2018 Reporters' look back: China fear-mongering has reached new heights
Updated 17:19, 04-Jan-2019
By Wang Guan
In my seven years covering Washington policies towards China, I've never seen anything quite like it: the sheer animosity and suspicion, the convergence of hawkish strategists, and members of Congress and the establishment media painting China as an ideological, military and economic threat. 
They are, as many observers have pointed out, perpetrating nothing short of 21st Century McCarthyism. 
I don't throw around the word “McCarthyism” lightly. That was the very subject of my master's thesis. 
Why do many perceive Washington's policies vis-à-vis China as McCarthyism? Well, if it looks like a duck, swims like a duck and quacks like a duck, then it probably is a duck. 
Yes, China has changed, both at home and abroad. And many of these changes were not without their controversies, especially from the West's point of view. But Washington has also changed. 

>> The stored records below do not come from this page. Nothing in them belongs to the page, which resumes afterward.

PR #718, opened 2023-11-20
plugins/lsp: add pest-language-server

NickHu:


NickHu:
Done

plugins/lsp/language-servers/default.nix
```diff
@@ -421,6 +421,11 @@ with lib; let
         '';
       };
     }
+    {
+      name = "pest_ls";
+      description = "Enable pest-language-server, for pest";
+      package = pkgs.pest-ide-tools;
+    }
```
GaetanLepage, line 428:
```suggestion
    {
      name = "pest-ls";
      description = "Enable pest-language-server, for pest";
      package = pkgs.pest-ide-tools;
      serverName = "pest_ls";
    }
```

We would adopt "nix-style" in this case.

PR #872, opened 2024-01-01
helpers: Add types for lua function & lua code

traxys:
This allows to display `lua function string` and `lua code string` in the documentation for related options.


GaetanLepage (approved):

GaetanLepage:
Let's merge #874 first, and then rebase.

PR #876, opened 2024-01-01
helpers: Add option helpers for types that are either a lua str or a value

traxys:
Those types needed the following code in apply:

if builtins.isString value
then mkRaw value
else value

This commit avoids this boilerplate, and clarifies that the `str` is lua code in the documentation.


GaetanLepage (approved):
Cool !

PR #887, opened 2024-01-03
 misc/wrapRc: ignore user "after" directory when wrapRc is true 

GaetanLepage:
This seems to be necessary as well...


GaetanLepage:
I got confirmation that this patch indeed prevents neovim to load user's files in `~/.config/nvim/after`

traxys (approved):

PR #901, opened 2024-01-06
tests: Add a test for the home-manager module

traxys:


tests/modules/check.sh
```diff
@@ -0,0 +1,30 @@
...
+	if ! home-manager --no-write-lock-file build --flake ${self}/home-manager#nixvim-${system}; then
+		failures+=("home-manager-${system}")
+		ok=false
+	fi
+done
+
+if [[ $ok = false ]]; then
+	echo -e "\nFAILURES: ${failures[@]}"
+	exit 1
+fi
```
GaetanLepage, line 30: Can't we make a derivation out of this ?

traxys: I tried, but was not able because home-manager was not able to find the nix profile directory for the user, which seems coherent as I don't think that in derivations a full nix environement exists

GaetanLepage:
I think that you have to rebase on `main`

GaetanLepage (approved):
Amazing !

PR #902, opened 2024-01-06
flake/templates: propagate the template's checks to the main flake's

GaetanLepage:


templates/simple/flake.nix
```diff
@@ -35,7 +34,7 @@
           module = config;
           # You can use `extraSpecialArgs` to pass additional arguments to your module files
           extraSpecialArgs = {
-            inherit self;
+            # inherit (inputs) foo;
```
traxys, line 37: Why leave this as a comment? It's to show how to pass something?

GaetanLepage: Yes, it is just to show that it can be done.

traxys (approved):

PR #905, opened 2024-01-06
plugins/lsp: add templ language server

rsHalford:
Adds lsp support for [templ](https://templ.guide), the HTML templating language for Go.

### DIFF
--- a/plugins/lsp/language-servers/default.nix
+++ b/plugins/lsp/language-servers/default.nix
@@ -546,6 +546,11 @@ with lib; let
       package = pkgs.taplo;
     }
     {
+      name = "templ";
+      description = "Enable the templ language server for the templ HTML templating language";
+      package = pkgs.templ;
+    }
+    {
       name = "terraformls";
       description = "Enable terraform-ls, for terraform";
       package = pkgs.terraform-ls;
--- a/plugins/lsp/language-servers/default.nix
+++ b/plugins/lsp/language-servers/default.nix
@@ -548,7 +548,6 @@ with lib; let
     {
       name = "templ";
       description = "Enable the templ language server for the templ HTML templating language";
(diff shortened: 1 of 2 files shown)


plugins/lsp/language-servers/default.nix
```diff
@@ -545,6 +545,11 @@ with lib; let
       description = "Enable taplo, for TOML";
       package = pkgs.taplo;
     }
+    {
+      name = "templ";
+      description = "Enable the templ language server for the templ HTML templating language";
+      package = pkgs.templ;
+    }
```
GaetanLepage, line 552:
```suggestion
      description = "Enable the templ language server for the templ HTML templating language";
    }
```
As the package has the same name as the LS, you don't need to specify it.

GaetanLepage (approved):
LGTM ! Thanks for your contribution :)

psyos10:
Hey, new to nixos, may be my problem. I have been getting nixos-rebuild issues that point to this addition in nixvim, **`error: attribute 'templ' missing` at plugins/lsp/helpers.nix:6:15** , my config worked fine before this.

traxys:
There could be multiple reasons for this:
- Are you using the correct nixvim branch for your environement? This means that if you are using nixpkgs/nixos/home-manager 23.11 then you need to use the 23.11 branch of nixvim
- If you are using nixpkgs/nixos/home-manager unstable they need to be up-to-date, templ was added on the 21st of december, so you need to have at least this version. Generally we only guarantee that the master of nixvim works with a very recent (not more than a week old) nixpkgs

psyos10:
Apologies yep, the 23.11 works for me, I was initially confused by why the templ package wasn't there. My nixpkgs isn't that up to date. Thanks.

PR #907, opened 2024-01-06
tests: Add a test for the nixos module

traxys:


flake-modules/tests.nix
```diff
@@ -39,6 +40,17 @@
           nixvim = self;
         })
         .activationPackage;
+
+      nixos =
```
GaetanLepage, line 44:
```suggestion
      nixos-module =
```

And similarly, `home-manager-module` above.
I feel like it's more explicit.

traxys: Done. Also disabled the nixos checks for darwin

GaetanLepage (approved):
LGTM !

PR #910, opened 2024-01-06
flake/wrappers: move wrappers checks to wrappers.nix

GaetanLepage:


traxys (commented):
You should be able to remove `self` and `inputs` from tests.nix if you do this

traxys (approved):

PR #914, opened 2024-01-06
standalone: pass `extraSpecialArgs` to lib.evalModules directly

mirkolenz:
Currently, `extraSpecialArgs` are assigned to `_module.args` in the standalone wrapper. I would like to pass some arguments that shall be used for imports, so `_module.args` sadly does not work. This PR proposes to change the behavior and align it with what Home Manager for example does: Pass the property `extraSpecialArgs` as `specialArgs` to `lib.evalModules`. This would enable my use case.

Spearheading this China fear-mongering in 2018 was FBI director Christopher Wray. At a Senate hearing, he described China as “the most significant” and “whole-of-society” threat, pinpointing Chinese students and researchers in all 50 U.S. states as potential “nontraditional collectors” of intelligence. Wray called for a whole-of society response in the U.S. to counter the China threat. 

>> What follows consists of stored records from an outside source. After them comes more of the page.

PR #915, opened 2024-01-06
misc: correct molten image provider options

ptonner:
fixes the option for `imageProvider` to match [configuration](https://github.com/benlubas/molten-nvim/tree/main#configuration) of molten (use "image.nvim" instead of "image_nvim")

### DIFF
--- a/plugins/utils/molten.nix
+++ b/plugins/utils/molten.nix
@@ -1,209 +1,205 @@
-{
-  lib,
-  pkgs,
-  ...
-} @ args:
+{ lib, pkgs, ... }@args:
 with lib;
-with import ../helpers.nix {inherit lib;};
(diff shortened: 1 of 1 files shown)


GaetanLepage:
Thank you for this fix !
However, you have changed the formatting (no need to add `@args` at the beginning).
Please, make sure to run `nix fmt` before pushing :)

ptonner:
ah crap, I forgot my bad

ptonner:
(also, I think the `args` was there already. I can drop if needed)

GaetanLepage:
> (also, I think the `args` was there already. I can drop if needed)

Indeed ! No, leave them, they are used.

GaetanLepage (approved):

PR #925, opened 2024-01-10
plugins/none-ls: add bandit source

garaiza-93:
Adds none-ls' source for [bandit](https://github.com/PyCQA/bandit)


GaetanLepage (approved):
LGTM !

PR #926, opened 2024-01-11
plugins/lsp: add nushell language server

siph:
Support for nushells built-in [language server](https://github.com/neovim/nvim-lspconfig/blob/master/doc/server_configurations.md#nushell).


GaetanLepage (approved):
LGTM, thanks !

PR #2981, opened 2025-02-06
lib/modules: init `mkBlinkPluginModule`

MattSturgeon:
Initial proof of concept for how we could implement per-plugin auto-integration of blink completion providers.

So far I've drafted out some functions to produce the relevant option/modules, but I have not applied this to any plugins yet or tested it out. Posting this now for early design feedback and to discuss the concept in general.


lib/modules.nix
```diff
@@ -52,6 +53,286 @@ in
...
+      enableDefault ? true,
+      enableCmdline ? false,
+      enabledFiletypes ? { },
+      # Whether to include a `blink` option at all
+      offerBlinkCompatibility ? true,
+      # Defaults for the blink compatibility option
+      enableBlinkProvider ? false,
+      enableBlinkDefault ? false,
+      enableBlinkCmdline ? false,
+      enabledBlinkFiletypes ? { },
```
khaneliman, line 213: Should we just use the corresponding arguments above ?

MattSturgeon: Not sure what you're asking. These are probably badly named, but they're intended to be the default values for the corresponding module options.

MattSturgeon: Ah.

Because it felt unlikely that enabling a plugin as a nvim-cmp source by default should also enable it as a blink source by default.

We could have these defaults to the nvim-cmp equivalent, but I think it should still be possible to set these separately?

khaneliman:
Just checking branch out to test stuff out: 

```bash
… while evaluating the option `plugins.blink-cmp.settings.sources.providers.copilot.async':

       error: The option `plugins.blink-cmp.settings.sources.providers.copilot.async` is defined both null and not null, in `/nix/store/k3vjx39q6ksdh9m1yq9n9ikscd5d6387-source/plugins/by-name/blink-copilot' and `/nix/store/v309l0bfp6jis58v9v6a6b8rica9c72z-source/modules/nixvim/plugins/blink'.
```

lib/modules.nix
```diff
@@ -52,6 +53,286 @@ in
...
+                  (import ../plugins/by-name/blink-cmp/provider-config.nix lib)
+                ];
+              };
+            };
+          };
+        };
+      };
+      config = lib.mkIf (pluginCfg.enable && cfg.enable) {
+        plugins.blink-cmp.settings.sources = {
+          providers.${cfg.key} = cfg.settings;
```
khaneliman, line 178:
```suggestion
          providers.${cfg.key} = lib.mkDefault cfg.settings;
```

Probably want to make them default to not break existing configs and support overriding from blink module?

MattSturgeon:
> Just checking branch out to test stuff out: 
> 
> ```bash
> … while evaluating the option `plugins.blink-cmp.settings.sources.providers.copilot.async':
> 
>        (stack trace truncated; use '--show-trace' to show the full, detailed trace)
> 
>        error: The option `plugins.blink-cmp.settings.sources.providers.copilot.async` is defined both null and not null, in `/nix/store/k3vjx39q6ksdh9m1yq9n9ikscd5d6387-source/plugins/by-name/blink-copilot' and `/nix/store/v309l0bfp6jis58v9v6a6b8rica9c72z-source/modules/nixvim/plugins/blink'.
> ```

Ah, that'll be because I'm copying `settings` around without preserving the original definition priority.

lib/modules.nix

U.S. President Donald Trump later echoed that assessment, saying “almost every (Chinese) student that comes over to this country is a spy.”

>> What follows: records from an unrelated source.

PR #2984, opened 2025-02-06
plugins/schemastore: set the correct jsonls option

cswimr:
The JSON language server has the following [configuration structure](https://github.com/microsoft/vscode/blob/6fef251f8f0e9f74b7adb4ed310e35eabb97afdf/extensions/json-language-features/server/src/jsonServer.ts#L167-L179):
```ts
    // The settings interface describes the server relevant settings part
    interface Settings {
        json?: {
            schemas?: JSONSchemaSettings[];
            format?: { enable?: boolean };
            validate?: { enable?: boolean };
            resultLimit?: number;
        };
        http?: {
            proxy?: string;
            proxyStrictSSL?: boolean;
        };
    }
```
So, we should be mkDefault'ing `validate.enable` instead of `validate`, as `validate` is expected to be an `Object` containing `enable` as a boolean.
This is also reflected in the schemastore readme, which offers this configuration example:
```lua
require('lspconfig').jsonls.setup {
  settings = {
    json = {
      schemas = require('schemastore').json.schemas(),
      validate = { enable = true },
    },
  },
}
```
Whereas nixvim currently does the following:
image

### DIFF
--- a/plugins/by-name/schemastore/default.nix
+++ b/plugins/by-name/schemastore/default.nix
@@ -145,7 +145,7 @@ lib.nixvim.plugins.mkVimPlugin {
 
         # The plugin recommends to enable this option in its README.
         # Learn more: https://github.com/b0o/SchemaStore.nvim/issues/8
-        validate = mkDefault true;
+        validate.enable = mkDefault true;
       };
 
       yamlls.settings = mkIf cfg.yaml.enable {


MattSturgeon (approved):
Thanks!

MattSturgeon:
@mergify queue

MattSturgeon:
> Is there any chance of this being backported to `24.11`?

We don't often backport things. But I'll try.

> Failing that, is there any easy way of incorporating this in my own config?

We haven't documented this much yet, but you can use nixvim's main branch on a stable system, so long as you allow nixvim to use an unstable nixpkgs. Allowing nixvim to manage its own nixpkgs instance is the easiest way to achieve this, which is the default behaviour.

So as long as you don't change `programs.nixvim.nixpkgs.useGlobalPackages` or set a `inputs.nixpkgs.follows` pointing to an incompatible nixpkgs revisions, you shouldn't have to _do_ anything.

MattSturgeon:
@mergify backport nixos-24.11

With rhetoric, action soon followed.
On Capitol Hill, Senator Ted Cruz quoted an article written by Foreign Policy, a bastion of disgruntled former China reporters and veteran Beijing bashers, as saying that a Hong Kong-based education foundation is colluding with the Communist Party of China to “infiltrate” U.S. campuses. 
The logic went like this: the foundation wanted to help finance a Chinese culture and language center at the University of Texas. But the foundation's chairman also happens to be Vice Chairman of the Chinese People's Political Consultative Conference, or CPPCC. And the CPPCC is a “cover” for the Communist Party's global activities. Therefore, the Party wants to “penetrate” U.S. universities. 
The logic was tenuous at best. But it worked. 
Wang Guan faces the camera, covering the 73rd session of the UN General Assembly in New York, September 2018. /CGTN Photo

Wang Guan faces the camera, covering the 73rd session of the UN General Assembly in New York, September 2018. /CGTN Photo

The university bowed to pressure and suspended the program. This created a domino effect. Many subsequent U.S.-China educational exchanges were halted, including the Confucius Institutes and the Cornell-Renmin University exchange program. Visas for prospective Chinese students in advanced technology concentrations were reportedly placed under greater scrutiny or even restricted outright. 
Also on the Capitol, Senator Marco Rubio quoted another article from Foreign Policy and a news report by Voice of America, the U.S. government mouthpiece, as saying that Chinese media outlets in the U.S. have not registered as “foreign agents,” and demanded that they do so. 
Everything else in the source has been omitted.